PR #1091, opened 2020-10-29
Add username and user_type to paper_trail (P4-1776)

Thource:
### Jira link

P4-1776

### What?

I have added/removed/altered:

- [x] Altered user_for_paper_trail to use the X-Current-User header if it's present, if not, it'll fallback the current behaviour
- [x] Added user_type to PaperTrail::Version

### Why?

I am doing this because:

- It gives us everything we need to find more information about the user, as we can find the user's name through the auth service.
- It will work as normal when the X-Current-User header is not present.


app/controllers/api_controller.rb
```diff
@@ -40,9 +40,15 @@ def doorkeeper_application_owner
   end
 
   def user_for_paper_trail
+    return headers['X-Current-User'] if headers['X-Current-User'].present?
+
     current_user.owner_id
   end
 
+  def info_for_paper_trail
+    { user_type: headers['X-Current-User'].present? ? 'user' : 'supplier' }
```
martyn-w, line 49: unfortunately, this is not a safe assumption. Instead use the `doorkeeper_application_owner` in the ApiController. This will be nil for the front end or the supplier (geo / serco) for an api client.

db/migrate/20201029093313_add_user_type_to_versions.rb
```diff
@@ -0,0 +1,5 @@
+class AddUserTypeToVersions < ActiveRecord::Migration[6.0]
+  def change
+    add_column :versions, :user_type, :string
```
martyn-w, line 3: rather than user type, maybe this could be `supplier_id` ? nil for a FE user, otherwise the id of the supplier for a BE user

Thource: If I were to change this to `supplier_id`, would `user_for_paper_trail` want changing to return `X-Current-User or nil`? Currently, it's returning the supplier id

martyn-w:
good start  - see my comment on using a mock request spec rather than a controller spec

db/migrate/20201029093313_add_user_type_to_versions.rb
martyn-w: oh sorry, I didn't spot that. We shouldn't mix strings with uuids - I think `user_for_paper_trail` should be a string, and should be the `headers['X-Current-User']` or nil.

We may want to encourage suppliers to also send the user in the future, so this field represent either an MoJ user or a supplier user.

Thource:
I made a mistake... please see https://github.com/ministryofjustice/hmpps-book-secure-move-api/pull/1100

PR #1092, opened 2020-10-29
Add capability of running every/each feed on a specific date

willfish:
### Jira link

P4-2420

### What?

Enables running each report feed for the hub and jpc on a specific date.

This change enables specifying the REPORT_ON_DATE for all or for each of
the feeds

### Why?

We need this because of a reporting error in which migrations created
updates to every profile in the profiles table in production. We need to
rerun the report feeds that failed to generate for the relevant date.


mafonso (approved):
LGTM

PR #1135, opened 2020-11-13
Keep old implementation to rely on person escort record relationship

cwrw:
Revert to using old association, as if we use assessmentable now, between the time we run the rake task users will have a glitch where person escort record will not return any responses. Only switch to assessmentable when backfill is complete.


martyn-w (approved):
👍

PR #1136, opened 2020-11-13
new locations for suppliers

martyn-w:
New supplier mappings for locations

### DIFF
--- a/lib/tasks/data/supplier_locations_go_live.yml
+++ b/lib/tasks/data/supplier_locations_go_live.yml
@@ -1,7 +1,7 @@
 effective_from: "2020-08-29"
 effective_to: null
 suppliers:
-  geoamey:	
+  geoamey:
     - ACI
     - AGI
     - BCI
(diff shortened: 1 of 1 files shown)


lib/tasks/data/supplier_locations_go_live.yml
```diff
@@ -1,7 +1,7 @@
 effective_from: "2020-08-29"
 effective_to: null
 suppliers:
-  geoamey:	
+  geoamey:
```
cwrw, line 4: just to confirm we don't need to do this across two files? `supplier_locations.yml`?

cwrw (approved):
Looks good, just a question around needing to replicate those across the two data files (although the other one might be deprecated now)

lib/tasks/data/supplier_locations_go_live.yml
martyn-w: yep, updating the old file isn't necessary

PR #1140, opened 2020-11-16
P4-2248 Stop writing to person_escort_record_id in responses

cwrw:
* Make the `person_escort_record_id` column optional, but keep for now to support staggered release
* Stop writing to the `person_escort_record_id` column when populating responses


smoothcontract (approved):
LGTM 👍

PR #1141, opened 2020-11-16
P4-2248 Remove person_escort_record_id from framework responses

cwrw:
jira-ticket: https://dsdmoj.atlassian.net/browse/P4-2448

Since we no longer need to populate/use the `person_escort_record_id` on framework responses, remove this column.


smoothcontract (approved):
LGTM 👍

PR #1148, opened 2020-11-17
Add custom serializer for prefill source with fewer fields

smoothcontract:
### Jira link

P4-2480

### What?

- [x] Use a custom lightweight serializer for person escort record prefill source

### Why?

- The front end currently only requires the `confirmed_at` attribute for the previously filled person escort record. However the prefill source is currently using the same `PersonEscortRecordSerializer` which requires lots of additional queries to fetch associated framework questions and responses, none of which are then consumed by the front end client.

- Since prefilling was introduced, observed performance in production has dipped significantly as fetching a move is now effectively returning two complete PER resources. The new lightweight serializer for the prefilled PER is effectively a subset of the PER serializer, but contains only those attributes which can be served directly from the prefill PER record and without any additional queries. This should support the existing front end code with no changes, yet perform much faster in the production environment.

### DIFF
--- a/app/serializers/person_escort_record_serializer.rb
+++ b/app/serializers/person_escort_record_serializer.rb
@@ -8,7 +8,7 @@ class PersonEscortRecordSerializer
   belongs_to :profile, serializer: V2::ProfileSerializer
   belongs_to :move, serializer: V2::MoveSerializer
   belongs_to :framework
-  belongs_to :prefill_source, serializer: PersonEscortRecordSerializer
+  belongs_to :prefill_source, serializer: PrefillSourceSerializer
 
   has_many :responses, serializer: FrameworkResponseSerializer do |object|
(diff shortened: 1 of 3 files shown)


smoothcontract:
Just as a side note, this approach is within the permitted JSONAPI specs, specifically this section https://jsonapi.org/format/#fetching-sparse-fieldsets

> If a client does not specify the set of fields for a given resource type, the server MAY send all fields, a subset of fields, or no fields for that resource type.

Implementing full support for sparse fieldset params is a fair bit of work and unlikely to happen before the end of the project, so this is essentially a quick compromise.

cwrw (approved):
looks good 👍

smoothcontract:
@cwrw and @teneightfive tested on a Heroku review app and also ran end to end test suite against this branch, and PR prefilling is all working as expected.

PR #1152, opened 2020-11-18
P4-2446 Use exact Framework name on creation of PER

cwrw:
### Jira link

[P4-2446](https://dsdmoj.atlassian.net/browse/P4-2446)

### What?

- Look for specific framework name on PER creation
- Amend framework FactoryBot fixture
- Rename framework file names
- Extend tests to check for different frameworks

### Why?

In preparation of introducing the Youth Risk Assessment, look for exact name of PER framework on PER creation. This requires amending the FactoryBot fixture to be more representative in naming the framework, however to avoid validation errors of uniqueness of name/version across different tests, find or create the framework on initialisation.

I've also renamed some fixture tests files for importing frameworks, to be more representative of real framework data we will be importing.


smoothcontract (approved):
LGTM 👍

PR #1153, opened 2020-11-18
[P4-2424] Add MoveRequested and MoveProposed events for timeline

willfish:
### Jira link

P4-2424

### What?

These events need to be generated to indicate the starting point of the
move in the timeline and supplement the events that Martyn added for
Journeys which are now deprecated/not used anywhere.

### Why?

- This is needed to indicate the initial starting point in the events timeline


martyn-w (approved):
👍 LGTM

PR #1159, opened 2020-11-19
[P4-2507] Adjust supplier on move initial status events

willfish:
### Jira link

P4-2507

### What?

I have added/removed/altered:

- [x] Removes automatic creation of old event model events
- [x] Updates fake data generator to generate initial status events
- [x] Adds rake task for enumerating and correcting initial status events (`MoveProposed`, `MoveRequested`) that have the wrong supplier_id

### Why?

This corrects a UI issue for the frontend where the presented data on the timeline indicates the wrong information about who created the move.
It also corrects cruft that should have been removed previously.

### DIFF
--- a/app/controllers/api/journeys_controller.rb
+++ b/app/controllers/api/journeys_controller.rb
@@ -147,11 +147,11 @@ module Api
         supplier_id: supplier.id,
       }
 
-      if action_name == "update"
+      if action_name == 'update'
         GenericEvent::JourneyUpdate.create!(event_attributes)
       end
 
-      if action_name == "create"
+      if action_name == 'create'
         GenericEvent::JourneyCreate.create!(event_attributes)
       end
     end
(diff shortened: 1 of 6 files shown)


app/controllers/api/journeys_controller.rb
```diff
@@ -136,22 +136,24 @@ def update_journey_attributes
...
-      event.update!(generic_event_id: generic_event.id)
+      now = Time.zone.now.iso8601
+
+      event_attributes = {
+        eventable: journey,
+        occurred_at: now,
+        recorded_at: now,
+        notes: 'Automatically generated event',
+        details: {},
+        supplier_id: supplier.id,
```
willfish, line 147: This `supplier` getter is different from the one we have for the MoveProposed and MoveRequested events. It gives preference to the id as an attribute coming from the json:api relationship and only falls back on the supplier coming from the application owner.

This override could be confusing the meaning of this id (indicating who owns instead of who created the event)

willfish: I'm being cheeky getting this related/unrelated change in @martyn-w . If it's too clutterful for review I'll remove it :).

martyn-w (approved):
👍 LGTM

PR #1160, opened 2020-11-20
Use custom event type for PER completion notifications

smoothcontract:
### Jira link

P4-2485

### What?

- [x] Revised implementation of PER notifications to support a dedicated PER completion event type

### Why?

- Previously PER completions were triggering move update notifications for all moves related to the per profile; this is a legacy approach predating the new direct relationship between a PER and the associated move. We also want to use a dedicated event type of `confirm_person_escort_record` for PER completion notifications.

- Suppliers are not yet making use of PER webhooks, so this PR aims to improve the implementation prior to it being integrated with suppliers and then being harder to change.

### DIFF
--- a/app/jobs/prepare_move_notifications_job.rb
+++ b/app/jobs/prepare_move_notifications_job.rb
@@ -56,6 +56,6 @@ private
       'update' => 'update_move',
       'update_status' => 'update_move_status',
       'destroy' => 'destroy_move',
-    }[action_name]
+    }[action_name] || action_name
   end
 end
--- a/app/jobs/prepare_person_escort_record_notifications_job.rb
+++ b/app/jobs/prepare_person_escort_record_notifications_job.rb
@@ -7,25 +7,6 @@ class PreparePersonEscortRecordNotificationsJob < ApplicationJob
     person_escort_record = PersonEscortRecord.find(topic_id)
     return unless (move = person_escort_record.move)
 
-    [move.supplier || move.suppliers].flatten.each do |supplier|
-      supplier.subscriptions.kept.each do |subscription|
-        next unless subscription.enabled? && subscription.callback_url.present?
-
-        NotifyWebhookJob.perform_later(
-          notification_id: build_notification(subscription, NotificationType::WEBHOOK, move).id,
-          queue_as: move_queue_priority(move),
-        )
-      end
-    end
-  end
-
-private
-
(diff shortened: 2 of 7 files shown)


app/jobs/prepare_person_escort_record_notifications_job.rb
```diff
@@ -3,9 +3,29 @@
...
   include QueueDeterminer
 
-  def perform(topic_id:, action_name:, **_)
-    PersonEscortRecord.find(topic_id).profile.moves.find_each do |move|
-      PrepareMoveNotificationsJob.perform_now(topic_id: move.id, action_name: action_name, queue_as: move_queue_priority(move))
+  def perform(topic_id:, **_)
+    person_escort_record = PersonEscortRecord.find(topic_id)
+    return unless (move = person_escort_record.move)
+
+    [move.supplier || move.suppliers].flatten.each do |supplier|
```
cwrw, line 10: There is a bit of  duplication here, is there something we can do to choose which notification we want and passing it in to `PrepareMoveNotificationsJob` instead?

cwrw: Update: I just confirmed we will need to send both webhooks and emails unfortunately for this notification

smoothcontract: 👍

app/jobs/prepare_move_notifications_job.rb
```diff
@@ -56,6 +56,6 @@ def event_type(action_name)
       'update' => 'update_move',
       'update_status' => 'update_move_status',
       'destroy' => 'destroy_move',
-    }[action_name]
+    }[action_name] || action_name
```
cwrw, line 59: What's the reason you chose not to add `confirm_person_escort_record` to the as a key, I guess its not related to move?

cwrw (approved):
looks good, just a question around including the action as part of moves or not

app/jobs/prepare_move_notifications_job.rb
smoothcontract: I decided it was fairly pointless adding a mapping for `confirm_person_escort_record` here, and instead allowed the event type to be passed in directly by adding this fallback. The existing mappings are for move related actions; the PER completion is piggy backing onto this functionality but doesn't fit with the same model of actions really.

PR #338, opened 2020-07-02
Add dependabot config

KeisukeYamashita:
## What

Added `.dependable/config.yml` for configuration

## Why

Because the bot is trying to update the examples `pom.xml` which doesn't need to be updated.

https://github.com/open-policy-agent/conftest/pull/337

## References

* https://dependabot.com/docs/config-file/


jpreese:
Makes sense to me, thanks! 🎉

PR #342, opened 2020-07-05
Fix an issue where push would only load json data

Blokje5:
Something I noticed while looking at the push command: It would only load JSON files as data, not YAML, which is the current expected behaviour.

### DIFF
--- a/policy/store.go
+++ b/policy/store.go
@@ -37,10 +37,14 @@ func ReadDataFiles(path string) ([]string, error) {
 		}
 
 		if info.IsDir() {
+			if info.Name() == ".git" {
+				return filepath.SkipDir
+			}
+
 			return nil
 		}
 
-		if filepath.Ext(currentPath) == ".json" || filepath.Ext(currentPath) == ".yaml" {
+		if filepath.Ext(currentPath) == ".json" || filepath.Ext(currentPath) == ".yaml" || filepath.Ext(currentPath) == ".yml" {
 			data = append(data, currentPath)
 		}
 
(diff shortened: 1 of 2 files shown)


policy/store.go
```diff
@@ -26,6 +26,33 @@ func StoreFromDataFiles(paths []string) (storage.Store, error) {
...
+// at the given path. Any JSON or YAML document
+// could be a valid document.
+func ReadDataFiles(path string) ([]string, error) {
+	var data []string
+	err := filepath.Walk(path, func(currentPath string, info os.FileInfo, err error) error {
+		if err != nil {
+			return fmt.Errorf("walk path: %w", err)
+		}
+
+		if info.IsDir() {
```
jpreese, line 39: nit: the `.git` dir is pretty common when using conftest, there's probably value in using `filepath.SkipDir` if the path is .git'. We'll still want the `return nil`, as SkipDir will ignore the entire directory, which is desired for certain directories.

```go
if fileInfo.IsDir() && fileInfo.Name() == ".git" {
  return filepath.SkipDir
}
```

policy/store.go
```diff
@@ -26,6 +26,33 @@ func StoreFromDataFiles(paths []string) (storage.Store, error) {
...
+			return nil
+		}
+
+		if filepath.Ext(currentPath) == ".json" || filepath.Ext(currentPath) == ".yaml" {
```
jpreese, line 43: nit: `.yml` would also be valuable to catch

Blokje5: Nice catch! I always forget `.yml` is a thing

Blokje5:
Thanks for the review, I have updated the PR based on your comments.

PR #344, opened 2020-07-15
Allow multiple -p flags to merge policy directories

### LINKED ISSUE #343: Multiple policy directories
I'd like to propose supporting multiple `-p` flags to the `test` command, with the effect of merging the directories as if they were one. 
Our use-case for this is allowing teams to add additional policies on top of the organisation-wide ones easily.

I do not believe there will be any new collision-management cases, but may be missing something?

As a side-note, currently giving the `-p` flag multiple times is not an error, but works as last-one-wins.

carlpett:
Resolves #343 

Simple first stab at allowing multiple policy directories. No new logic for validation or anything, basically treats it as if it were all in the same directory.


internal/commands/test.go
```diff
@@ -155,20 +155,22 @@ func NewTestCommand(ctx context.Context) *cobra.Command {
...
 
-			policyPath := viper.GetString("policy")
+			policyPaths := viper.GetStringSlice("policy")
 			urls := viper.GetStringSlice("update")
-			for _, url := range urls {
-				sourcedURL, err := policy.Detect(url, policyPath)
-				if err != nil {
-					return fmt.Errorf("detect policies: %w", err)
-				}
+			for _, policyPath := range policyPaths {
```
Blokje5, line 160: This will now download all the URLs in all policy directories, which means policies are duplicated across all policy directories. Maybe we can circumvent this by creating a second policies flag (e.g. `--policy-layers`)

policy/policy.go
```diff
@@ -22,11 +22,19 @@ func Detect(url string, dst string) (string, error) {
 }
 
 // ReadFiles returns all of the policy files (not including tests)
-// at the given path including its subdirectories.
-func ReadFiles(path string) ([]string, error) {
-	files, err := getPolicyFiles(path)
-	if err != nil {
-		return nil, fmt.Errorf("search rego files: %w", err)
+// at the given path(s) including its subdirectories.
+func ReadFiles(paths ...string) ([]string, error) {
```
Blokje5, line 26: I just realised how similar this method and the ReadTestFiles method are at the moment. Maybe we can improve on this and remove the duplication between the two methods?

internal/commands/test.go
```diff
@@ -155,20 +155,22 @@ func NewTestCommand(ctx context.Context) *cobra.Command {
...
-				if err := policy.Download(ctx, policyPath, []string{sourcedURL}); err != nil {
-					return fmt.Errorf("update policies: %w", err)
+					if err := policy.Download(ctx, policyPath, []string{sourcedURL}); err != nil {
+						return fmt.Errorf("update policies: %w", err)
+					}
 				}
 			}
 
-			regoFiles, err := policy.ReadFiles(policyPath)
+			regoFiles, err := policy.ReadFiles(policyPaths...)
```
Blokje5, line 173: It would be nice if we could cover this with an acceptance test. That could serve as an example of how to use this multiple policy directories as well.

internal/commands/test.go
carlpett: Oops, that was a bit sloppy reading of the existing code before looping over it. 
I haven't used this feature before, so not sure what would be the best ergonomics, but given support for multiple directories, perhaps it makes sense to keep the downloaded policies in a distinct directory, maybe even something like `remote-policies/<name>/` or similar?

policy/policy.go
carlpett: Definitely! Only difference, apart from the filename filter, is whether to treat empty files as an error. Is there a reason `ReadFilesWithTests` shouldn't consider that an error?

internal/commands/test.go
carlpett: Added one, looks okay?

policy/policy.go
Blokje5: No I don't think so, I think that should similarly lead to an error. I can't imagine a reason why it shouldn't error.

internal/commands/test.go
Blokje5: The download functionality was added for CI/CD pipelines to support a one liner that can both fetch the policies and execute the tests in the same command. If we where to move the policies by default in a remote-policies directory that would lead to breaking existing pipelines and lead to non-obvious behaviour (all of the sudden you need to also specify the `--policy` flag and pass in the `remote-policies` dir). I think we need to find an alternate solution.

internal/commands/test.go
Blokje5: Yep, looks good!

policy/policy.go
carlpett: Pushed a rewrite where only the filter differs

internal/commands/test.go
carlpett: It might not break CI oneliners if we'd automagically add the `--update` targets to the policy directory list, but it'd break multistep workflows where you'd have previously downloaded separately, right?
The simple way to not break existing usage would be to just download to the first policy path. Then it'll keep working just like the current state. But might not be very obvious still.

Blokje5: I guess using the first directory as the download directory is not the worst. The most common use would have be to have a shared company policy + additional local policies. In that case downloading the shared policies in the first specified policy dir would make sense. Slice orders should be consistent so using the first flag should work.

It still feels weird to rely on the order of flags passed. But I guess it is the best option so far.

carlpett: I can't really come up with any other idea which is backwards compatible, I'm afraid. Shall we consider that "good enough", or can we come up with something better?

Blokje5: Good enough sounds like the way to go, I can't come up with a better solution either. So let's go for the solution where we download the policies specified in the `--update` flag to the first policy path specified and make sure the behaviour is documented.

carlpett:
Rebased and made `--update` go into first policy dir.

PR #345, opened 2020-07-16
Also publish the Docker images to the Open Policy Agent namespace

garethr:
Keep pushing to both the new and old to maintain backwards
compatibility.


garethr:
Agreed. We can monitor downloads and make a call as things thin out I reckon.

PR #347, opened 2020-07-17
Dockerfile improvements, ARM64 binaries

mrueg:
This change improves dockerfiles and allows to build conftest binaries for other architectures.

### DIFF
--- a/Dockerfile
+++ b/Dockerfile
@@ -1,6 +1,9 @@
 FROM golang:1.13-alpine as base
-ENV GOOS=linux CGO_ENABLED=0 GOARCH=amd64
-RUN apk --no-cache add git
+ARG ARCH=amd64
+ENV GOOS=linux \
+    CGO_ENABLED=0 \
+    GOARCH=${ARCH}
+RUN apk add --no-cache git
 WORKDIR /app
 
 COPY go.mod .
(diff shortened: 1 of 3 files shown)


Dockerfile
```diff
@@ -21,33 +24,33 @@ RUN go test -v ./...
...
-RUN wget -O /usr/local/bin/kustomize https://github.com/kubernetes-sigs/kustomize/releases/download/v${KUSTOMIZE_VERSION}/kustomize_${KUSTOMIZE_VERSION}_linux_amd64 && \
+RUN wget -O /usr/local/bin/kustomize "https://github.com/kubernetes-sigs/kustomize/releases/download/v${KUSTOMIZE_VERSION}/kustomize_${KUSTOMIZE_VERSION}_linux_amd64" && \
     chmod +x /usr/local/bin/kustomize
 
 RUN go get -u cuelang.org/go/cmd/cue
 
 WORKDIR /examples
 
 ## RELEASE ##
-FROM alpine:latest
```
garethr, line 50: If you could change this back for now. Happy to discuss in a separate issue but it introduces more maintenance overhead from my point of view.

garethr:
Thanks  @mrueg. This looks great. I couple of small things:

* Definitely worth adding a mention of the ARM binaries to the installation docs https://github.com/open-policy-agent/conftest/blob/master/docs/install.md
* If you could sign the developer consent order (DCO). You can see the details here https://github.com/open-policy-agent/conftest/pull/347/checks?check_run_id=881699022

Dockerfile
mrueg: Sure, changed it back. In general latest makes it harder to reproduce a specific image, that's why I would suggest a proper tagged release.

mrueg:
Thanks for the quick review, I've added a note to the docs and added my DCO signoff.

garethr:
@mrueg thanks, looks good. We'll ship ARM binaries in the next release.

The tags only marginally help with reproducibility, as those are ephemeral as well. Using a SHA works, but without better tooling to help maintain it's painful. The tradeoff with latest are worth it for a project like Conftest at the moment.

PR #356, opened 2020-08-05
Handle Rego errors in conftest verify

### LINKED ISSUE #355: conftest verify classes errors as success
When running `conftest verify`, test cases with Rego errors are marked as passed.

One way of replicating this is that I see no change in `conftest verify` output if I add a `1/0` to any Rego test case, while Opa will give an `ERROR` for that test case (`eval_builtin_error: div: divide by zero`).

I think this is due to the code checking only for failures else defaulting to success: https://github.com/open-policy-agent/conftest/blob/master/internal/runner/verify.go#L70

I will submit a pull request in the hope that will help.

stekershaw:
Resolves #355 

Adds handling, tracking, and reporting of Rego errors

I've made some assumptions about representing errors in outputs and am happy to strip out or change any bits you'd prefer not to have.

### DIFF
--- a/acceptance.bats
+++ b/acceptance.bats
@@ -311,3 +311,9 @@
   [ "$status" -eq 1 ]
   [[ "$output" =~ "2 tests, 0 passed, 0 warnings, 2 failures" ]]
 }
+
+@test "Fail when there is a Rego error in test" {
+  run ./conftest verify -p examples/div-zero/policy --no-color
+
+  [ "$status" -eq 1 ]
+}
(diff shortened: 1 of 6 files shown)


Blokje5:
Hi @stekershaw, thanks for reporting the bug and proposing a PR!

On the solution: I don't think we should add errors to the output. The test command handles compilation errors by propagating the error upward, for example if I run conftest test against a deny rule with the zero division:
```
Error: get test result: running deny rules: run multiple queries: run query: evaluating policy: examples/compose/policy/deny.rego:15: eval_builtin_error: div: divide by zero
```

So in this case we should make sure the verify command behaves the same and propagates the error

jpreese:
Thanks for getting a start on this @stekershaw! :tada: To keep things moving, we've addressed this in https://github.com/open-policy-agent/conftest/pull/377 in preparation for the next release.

### WORK TASK
Return each line among the entries that holds the word "frameworks".

### YOUR RESPONSE
- Extend tests to check for different frameworks
I've also renamed some fixture tests files for importing frameworks, to be more representative of real framework data we will be importing.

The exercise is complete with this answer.